Yet, in Art's rendition, the catwalk appears to have the exact same amount of illumination as the rest of the room.
[/quote]

TrumptPower, here are the issues you keep conflating:

The illumination description of mine you have quoted is relevant to how the camera records the scene due to dynamic range limitations of the sensor.

That is different from how an actual person standing in that spot perceives the illumination of the scene.

*Because the human eye does not perceive dynamic range limitations the way the camera does. *

If you still don’t believe me, do this experiment:

On a sunny day, look out a window. Does the inside of your room suddenly go black?
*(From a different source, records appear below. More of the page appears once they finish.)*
PR #946, opened 2021-03-22
ETCM-657 refactor config files to facilitate running in development

jvdp:
This PR moves the config files around a bit to make them easier to use during development, for example to run the mantis node in test mode:

    $ sbt -Dconfig.file=./src/main/resources/conf/testmode.conf run mantis

Previously, this wouldn't be possible due to `base.conf` not existing in a development checkout (it was only generated during the `sbt dist` task.)


dzajkowski:
since there no longer is a default `application.conf` maybe it would make sense to setup a check that fails if no config file is passed (it will default to some weird akka file I think) and maybe add a note in Readme? wdyt?

jvdp:
> since there no longer is a default `application.conf` maybe it would make sense to setup a check that fails if no config file is passed (it will default to some weird akka file I think) and maybe add a note in Readme? wdyt?

Also discussed in Slack; there is still a default application.conf during development, and for the distribution it still defaults to `etc.conf` in `mantis_launcher`.

bsuieric (approved):

leo-bogastry (approved):

PR #947, opened 2021-03-23
3.1.0 flake

manveru:
This is only used for the Hydra build. Do not merge!


flake.nix
```diff
@@ -0,0 +1,81 @@
...
+        "github:input-output-hk/Sbtix?rev=7b969a5641fce10500ca51cbe88af4ea160d7064";
+      flake = false;
+    };
+  };
+
+  outputs = { self, nixpkgs, flake-utils, nixpkgs-sbt, ... }@inputs:
+    let
+      overlay = final: prev: {
+        inherit (import nixpkgs-sbt { inherit (final) system; }) sbt;
+        sbtix = final.callPackage ./sbtix.nix { };
```
jonringer: I would not use sbtix, but instead sbt-derivation. Mantis is already using it on the `develop` branch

Now try taking a picture with a camera. Tell me if in a single exposure you are able to not blow out the highlights in the window, and not have everything in the room severely underexposed. Tell me if that photo comes out the way your eye perceives the scene.

If human vision perceived dynamic range limitations the way you are suggesting, we would not be able to walk around in rooms with windows because we wouldn’t be able to see the furniture in front of us.


----------



## TrumpetPower! (Apr 4, 2013)

art_d said:


> On a sunny day, look out a window. Does the inside of your room suddenly go black?



Have you ever done that experiment, yourself?

_Really_ done it?

Because what you'd know if you had is that, yes, when you're intently looking out the window well enough to see all the detail out there, if you keep your eyes pointed in that same direction and observe your room with your peripheral vision, yes, your room is very dark indeed. And when you move your gaze back to the inside of the room, it takes a moment for your eyes to adjust. After they adjust, the room looks very normal, but it's impossible to perceive anything but a lot of brightness out the window. And if you keep switching your perception from the one to the other, you'll see that the room is quite dark but you have a good idea of what it looks like, and that the outside is quite bright but you still have a good idea of what it looks like.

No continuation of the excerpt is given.